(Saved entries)
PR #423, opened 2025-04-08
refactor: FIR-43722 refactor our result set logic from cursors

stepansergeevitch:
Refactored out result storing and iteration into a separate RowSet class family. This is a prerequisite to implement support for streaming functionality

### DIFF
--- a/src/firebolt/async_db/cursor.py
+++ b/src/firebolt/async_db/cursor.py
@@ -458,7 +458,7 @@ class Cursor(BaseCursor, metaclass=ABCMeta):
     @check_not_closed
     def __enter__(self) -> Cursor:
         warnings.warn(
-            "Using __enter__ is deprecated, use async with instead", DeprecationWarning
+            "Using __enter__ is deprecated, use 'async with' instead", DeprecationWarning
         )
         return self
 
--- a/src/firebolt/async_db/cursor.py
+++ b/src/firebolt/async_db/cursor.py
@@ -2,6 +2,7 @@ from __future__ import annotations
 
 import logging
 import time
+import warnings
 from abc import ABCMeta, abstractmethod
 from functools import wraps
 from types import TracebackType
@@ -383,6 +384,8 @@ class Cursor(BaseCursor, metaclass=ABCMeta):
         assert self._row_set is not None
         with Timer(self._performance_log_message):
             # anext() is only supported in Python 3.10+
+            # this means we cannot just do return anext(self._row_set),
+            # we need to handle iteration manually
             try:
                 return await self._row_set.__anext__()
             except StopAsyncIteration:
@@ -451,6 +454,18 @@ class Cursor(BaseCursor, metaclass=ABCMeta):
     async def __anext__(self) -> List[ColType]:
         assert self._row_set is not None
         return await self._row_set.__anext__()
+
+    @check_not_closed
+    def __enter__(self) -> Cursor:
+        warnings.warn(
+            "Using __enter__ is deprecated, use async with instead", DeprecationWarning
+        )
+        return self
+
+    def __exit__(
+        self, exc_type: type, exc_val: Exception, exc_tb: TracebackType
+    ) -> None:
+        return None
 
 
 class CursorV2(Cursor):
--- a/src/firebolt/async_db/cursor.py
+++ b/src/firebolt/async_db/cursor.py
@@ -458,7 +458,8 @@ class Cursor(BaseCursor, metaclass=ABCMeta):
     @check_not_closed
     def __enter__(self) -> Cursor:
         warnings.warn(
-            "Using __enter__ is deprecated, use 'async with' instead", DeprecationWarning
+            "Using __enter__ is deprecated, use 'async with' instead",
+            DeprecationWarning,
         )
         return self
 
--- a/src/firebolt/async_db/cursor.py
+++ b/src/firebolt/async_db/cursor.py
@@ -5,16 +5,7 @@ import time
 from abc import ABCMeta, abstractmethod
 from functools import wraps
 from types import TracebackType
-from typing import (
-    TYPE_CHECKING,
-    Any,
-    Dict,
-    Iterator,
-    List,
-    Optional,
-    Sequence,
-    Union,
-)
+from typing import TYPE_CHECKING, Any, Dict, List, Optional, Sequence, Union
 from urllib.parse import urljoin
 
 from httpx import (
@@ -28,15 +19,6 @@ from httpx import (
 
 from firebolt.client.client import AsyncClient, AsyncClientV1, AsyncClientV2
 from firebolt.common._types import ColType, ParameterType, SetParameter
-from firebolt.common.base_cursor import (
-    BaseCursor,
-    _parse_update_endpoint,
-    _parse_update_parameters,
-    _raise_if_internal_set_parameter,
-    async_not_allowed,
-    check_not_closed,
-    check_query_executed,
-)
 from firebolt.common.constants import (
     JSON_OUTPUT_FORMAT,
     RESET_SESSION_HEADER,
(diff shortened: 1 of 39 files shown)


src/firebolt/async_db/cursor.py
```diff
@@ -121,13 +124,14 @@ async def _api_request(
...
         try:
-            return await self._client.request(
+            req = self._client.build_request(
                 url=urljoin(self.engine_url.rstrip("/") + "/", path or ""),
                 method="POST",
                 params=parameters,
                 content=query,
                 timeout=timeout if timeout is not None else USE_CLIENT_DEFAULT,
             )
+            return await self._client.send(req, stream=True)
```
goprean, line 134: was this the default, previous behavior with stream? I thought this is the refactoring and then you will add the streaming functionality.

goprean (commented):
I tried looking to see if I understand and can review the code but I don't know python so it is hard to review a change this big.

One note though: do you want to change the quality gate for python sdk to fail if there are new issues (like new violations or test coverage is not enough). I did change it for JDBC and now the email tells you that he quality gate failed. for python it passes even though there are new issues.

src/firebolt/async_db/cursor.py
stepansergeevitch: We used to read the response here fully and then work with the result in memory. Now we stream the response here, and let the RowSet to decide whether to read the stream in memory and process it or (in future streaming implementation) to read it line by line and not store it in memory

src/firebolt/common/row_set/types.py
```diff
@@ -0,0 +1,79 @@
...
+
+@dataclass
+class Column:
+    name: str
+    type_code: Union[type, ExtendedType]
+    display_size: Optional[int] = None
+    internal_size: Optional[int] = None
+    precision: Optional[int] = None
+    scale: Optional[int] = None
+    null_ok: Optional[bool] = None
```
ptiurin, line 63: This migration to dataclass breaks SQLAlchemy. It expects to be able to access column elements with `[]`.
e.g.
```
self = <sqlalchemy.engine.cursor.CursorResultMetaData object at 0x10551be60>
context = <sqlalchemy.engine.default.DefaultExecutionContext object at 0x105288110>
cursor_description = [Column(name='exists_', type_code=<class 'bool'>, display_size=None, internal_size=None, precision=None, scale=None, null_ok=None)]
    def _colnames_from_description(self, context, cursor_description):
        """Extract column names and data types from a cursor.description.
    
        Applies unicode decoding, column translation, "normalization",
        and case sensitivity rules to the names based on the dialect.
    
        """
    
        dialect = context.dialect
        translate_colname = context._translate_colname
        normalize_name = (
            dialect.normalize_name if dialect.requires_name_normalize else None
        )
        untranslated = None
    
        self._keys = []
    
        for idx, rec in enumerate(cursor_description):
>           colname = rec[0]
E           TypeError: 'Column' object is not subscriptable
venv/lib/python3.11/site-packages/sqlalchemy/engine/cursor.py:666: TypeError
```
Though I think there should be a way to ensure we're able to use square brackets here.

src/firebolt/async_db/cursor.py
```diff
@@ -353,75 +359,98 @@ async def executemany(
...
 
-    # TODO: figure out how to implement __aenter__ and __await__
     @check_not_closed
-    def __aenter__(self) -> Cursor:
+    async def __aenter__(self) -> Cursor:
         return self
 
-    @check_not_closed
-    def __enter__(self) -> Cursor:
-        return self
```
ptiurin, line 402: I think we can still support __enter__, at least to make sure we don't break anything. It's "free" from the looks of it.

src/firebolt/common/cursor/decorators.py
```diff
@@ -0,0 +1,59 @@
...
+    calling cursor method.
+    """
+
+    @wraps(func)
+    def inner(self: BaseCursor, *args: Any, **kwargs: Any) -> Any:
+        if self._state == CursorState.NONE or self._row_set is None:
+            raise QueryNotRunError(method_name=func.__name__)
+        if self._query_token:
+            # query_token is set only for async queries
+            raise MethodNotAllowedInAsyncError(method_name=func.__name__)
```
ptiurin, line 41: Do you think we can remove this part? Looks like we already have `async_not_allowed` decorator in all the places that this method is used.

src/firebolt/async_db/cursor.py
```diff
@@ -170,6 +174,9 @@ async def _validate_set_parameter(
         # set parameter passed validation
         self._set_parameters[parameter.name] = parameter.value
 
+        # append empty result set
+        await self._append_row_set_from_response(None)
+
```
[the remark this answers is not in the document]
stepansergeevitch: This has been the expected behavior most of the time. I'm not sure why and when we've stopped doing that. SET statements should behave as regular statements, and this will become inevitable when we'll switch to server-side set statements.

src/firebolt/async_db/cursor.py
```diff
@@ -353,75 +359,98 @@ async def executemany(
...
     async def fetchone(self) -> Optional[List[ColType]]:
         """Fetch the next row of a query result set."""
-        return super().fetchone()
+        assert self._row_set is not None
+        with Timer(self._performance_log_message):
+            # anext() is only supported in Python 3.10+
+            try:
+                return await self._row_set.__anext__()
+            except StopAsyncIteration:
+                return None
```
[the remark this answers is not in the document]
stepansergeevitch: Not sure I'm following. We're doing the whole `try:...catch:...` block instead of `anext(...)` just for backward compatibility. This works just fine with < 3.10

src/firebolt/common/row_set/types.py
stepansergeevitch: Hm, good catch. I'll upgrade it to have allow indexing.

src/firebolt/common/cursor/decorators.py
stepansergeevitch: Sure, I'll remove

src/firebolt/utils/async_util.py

**Your instructions:** Whenever a line of the data holds the string "precision", pick that line out.

**Exercise response:**
+    precision: Optional[int] = None
cursor_description = [Column(name='exists_', type_code=<class 'bool'>, display_size=None, internal_size=None, precision=None, scale=None, null_ok=None)]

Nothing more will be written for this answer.